### Your instructions:
Your answer should consist of the lines below that hold the word "Dockerfile".

Content starts

PR #32, opened 2016-10-21
Don't assume everything is English Wikipedia (T145436)

samwilson:
To resolve this task: https://phabricator.wikimedia.org/T145436


public_html/i18n/fr.json
```diff
@@ -0,0 +1,6 @@
+{
+	"name": "CopyPatrol",
+	"wikiprojects": "WikiProjets",
```
Niharika29: Wikiprojects? :)

samwilson: Yup! It's French: https://fr.wikipedia.org/wiki/Aide:Projet

But it's a good point: I didn't translate 'CopyPatrol'... is it "CopiePatrouille"? Or "patrouille du droit d'auteur" as google says?... :-) We need a French speaker here...

samwilson: Should we localise the logo? (The text bit of it, I mean.)

samwilson:
I've squashed all this into one commit, #34. Closing this one.

PR #33, opened 2016-10-21
Remove code assuming values in wikiprojects table are prefixed with WikiProject_

MusikAnimal:
Context: https://phabricator.wikimedia.org/T145436#2733046

I'm going to update MusikBot and the wikiprojects table to not include `WikiProject_` in the names, meaning we no longer need this bit of code.

Also, MusikBot ignores sub-WikiProjects (e.g. "Wikipedia:WikiProject Alternative music/The Smashing Pumpkins"), so that code here can also be removed.


MusikAnimal:
Going for it! Will migrate the wikiprojects data shortly

PR #34, opened 2016-11-03
Enable use on all Wikipedias

samwilson:
This change updates CopyPatrol to work on all language
Wikipedias that are supported by EranBot. Primarily it
focusses on getting things working with French (for
which translations are encluded here) but with the
exception of the WikiProject prefix cleanup in index.js
there's now nothing here specific to any one language.

Upgrading to this will require a couple of changes in
the .env file, and running `composer install`.

Bug: https://phabricator.wikimedia.org/T145436

This PR replaces #32 and squashes everything into one commit.


kaldari:
Hmm, the number formatting doesn't seem to be working in French. Currently, I see: "Compteur d'édition : 22,594", but I assume that should be "Compteur d'édition : 22 594".

samwilson:
Oops! It was because the Twig number formatting was being configured in route middleware that was never being loaded. I've moved it into `App::configureView()`.

samwilson:
Numbers display correctly now: http://tools.wmflabs.org/plagiabot/en/leaderboard?uselang=fr

Niharika29:
This looks great and works nicely. I'm going to merge this but let's not deploy it until we have Eranbot active on frwiki and musikbot configured all fine.

samwilson:
Sounds good. Thanks!

PR #38, opened 2016-11-17
Redirect to the root URL on logout

samwilson:
It was redirecting to the 'home' URL, which requires the language
parameter.

Bug: https://phabricator.wikimedia.org/T150919


samwilson:
This makes a double redirect, is that bad? It's simpler.

Niharika29:
Seems fine to me.

PR #453, opened 2026-08-05
chore(tofu): bump CPI harness tofu pin to 1.11.13 (phase 1b)

ddvdozuki:
**MUST merge only after the infra-live fleet bump lands** (`_spacelift/stacks.tf` `terraform_version` `1.11.8` -> `1.11.13`, terragrunt untouched at `0.99.4`). This PR just moves the CPI-side harness/CI pins to match; merging it first would make the harness image test an engine Spacelift isn't running yet. Draft until that infra-live change is in.

## What

Phase 1b of the tofu/terragrunt upgrade study: tofu 1.11.8 -> 1.11.13, terragrunt held at 0.99.4 everywhere (no terragrunt change - 1.1.x still double-assumes `iam_role`).

Pin sites bumped:
- `live/tests/Dockerfile` (`ARG TOFU_VERSION`)
- `live/tests/run.sh` (`FLEET_TOFU_VERSION`, the local non-container drift warning)
- `live/Dockerfile` (the separate `live/` dev-harness image)
- `azure-config/.opentofu-version` - single source of truth for three CI consumers (`terraform.yml`, `provider-lock.yml`, `release-azure.yml`), all read from this file so no separate workflow edits needed there.

Also updated three comments that named `1.11.8` literally and would otherwise go stale: `terraform/physical-azure/main.tf`, `azure-config/README.md`, `.github/workflows/terraform.yml`. Left the `CHANGELOG.md` entry and the `live/tests/run.sh` anecdote about a past 1.12.2 run alone - both describe history, not the current pin.

`required_version` floors are untouched - `>= 1.11.1` (physical/physical-azure) and `>= 1.9.0` (logical) are both satisfied by 1.11.13 same as 1.11.8.

## Why 1.11.13 and not 1.12.5

1.11.13 clears the same 17 CVE findings as 1.12.5 (net -16, landing at 70 from the phase-1 baseline of 86) while staying inside the terragrunt 0.99.4-supported matrix and touching neither the terragrunt regression nor the 1.12 `replace_triggered_by` change. It also patches `GHSA-q7j3-v8qv-22vq` outright - that's fixed in the 1.11 line at 1.11.10, not only at 1.12.3. Tradeoff: 1.11.x left support Aug 1, so 1.11.13 is terminal for that line.

## Sequencing

1. Land the infra-live `stacks.tf` bump first (canary `mpc-dev-min`, per the upgrade study - no separate canary needed for 1b since it makes no terragrunt change and doesn't touch the credential-chain regression that phase 2 needs a different canary for).
2. Mark this PR ready and merge once the fleet is actually on 1.11.13, so the harness never diverges from the engine Spacelift runs.


ddvdozuki:
On the rebase after #452 merges: also bump DEPLOYMENT.md's OpenTofu row (1.11.8 -> 1.11.13) so the deploy doc tracks the fleet pin this PR mirrors. Flagged in #452's review as the cross-PR staleness gap.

Content ends

### Written solution:
- `live/tests/Dockerfile` (`ARG TOFU_VERSION`)
- `live/Dockerfile` (the separate `live/` dev-harness image)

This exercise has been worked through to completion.